No boot after disk failure

bernd@xxxxxx · Fri, 27 May 2005 18:55:16 +0200 (MESZ)

Hi all,

we have a serious problem with raid1 after a disk fails and the spare was
taken in. The system isn't bootable from the remaining disks! 

Our configuration is (everything is SuSE 9.3 prof, nothing added/modified):

raid1 with 2 partitions (swap=md0, /=md1), 3 disks, 2 working, 1 spare.
We are using lilo as bootloader (raid-axtra-boot=mbr-ony, boot=/dev/md1)
lilo-Version is 22.3.2. When all is in place running lilo tells us for 
all three disks (x=a,b,c): 

   "boot area of /dev/sdx1 has been updated" 

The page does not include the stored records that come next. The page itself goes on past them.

PR #32, opened 2024-04-11
FIX: Fixes types for TypeScript manually

nhatcher:


bindings/wasm/fix_types.py
```diff
@@ -0,0 +1,97 @@
+# Regrettably at the time of writing there is not a perfect way to
+# generate the TypeScript types from Rust so we basically fix them manually
+# Hopefully this will suffice for our needs and one day will be automatic
```
fosdickio, line 3: @nhatcher 😢 Do you by chance know of any projects working on solving this right now?

nhatcher: No, there is [tsify](https://github.com/madonoharu/tsify), but causes more problems than it solves. What we are doing is not too bad and I am pretty sure that the technology will catch up eventually.
It is possible to inject some types with [typescript_type](https://rustwasm.github.io/wasm-bindgen/reference/attributes/on-js-imports/typescript_type.html), maybe that's an option.

PR #35, opened 2024-04-14
FIX: small diverse fixes

nhatcher:
* Uses `r#true`, `r#false` and `r#ref` instead of `false_value`, `true_value` and `ref_value`
* Uses binary internal representation and remove `json` serializarion/deserialization where not needed
* fixes wasm types issues


fosdickio:
@nhatcher Out of curiosity, what is the advantage of this change?

> Uses r#true, r#false and r#ref instead of false_value, true_value and ref_value

nhatcher:
> @nhatcher Out of curiosity, what is the advantage of this change?
> 
> > Uses r#true, r#false and r#ref instead of false_value, true_value and ref_value

It's just more consistent. When I wrote that code I didn't know you could use this notation to "sidestep" Rust reserved names. Without it I had to do a rename in the other side.

PR #72, opened 2024-05-28
FIX: Export views and showGridLines properly

nhatcher:


xlsx/src/export/worksheets.rs
```diff
@@ -247,15 +248,47 @@ pub(crate) fn get_worksheet_xml(
...
     format!(
         "{XML_DECLARATION}
 <worksheet \
 xmlns=\"http://schemas.openxmlformats.org/spreadsheetml/2006/main\" \
 xmlns:r=\"http://schemas.openxmlformats.org/officeDocument/2006/relationships\">\
   <dimension ref=\"{dimension}\"/>\
   <sheetViews>\
-    <sheetView workbookViewId=\"0\">\
-        <selection activeCell=\"A1\" sqref=\"A1\"/>\
+    <sheetView workbookViewId=\"0\"{show_grid_lines}{tab_selected}>\
```
nhatcher, line 290: Hi @nhatcher, this is great but the selected tab is also on the `xl/workbook.xml` file as:

```xml
<bookViews>
<workbookView xWindow="0" yWindow="500" windowWidth="28800" windowHeight="15800" activeTab="8" xr2:uid="{94D94FA5-4B40-4032-9EB1-15E3426A29B1}"/>
</bookViews>
```
I am not sure what the other options are, are they optional?

nhatcher: Good catch! Fixed, I didn't add all the other parameters. Also should we use this when importing?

We can boot off of the two working disks, we tested this by moving each of
them in the 'first place', fine!

Then we set the 2 partitions of one of the working disks faulty (mdadm -f)
It starts rebuilding the spare, takes one hour and finishes as expected.
We remove the 2 faulty partitions from the array (mdadm -r), everything
looks still fine (2 working disks, no spare anymore).

But when we reboot lilo fills up the screen with 01 (illegal disk command).
It's not possible to boot from any disk!

With the rescue-system we checked /dev/md1 (reiserfs), no corruptions found.
Then we mount /dev/md1 into /mnt, chroot to /mnt and give lilo -v. Lilo
tells the boot area of the disks have been updates. And now we can boot 
as usual, the system comes up without any problems.

What goes wrong? Why is the disk from which the spare is synced not bootable,
too. It _was_ bootable just before the mdadm -f/-r game. Nobody should have
touched anything related to the boot process on this disk. Ok, if the synced
spare would have problems booting from it, may be.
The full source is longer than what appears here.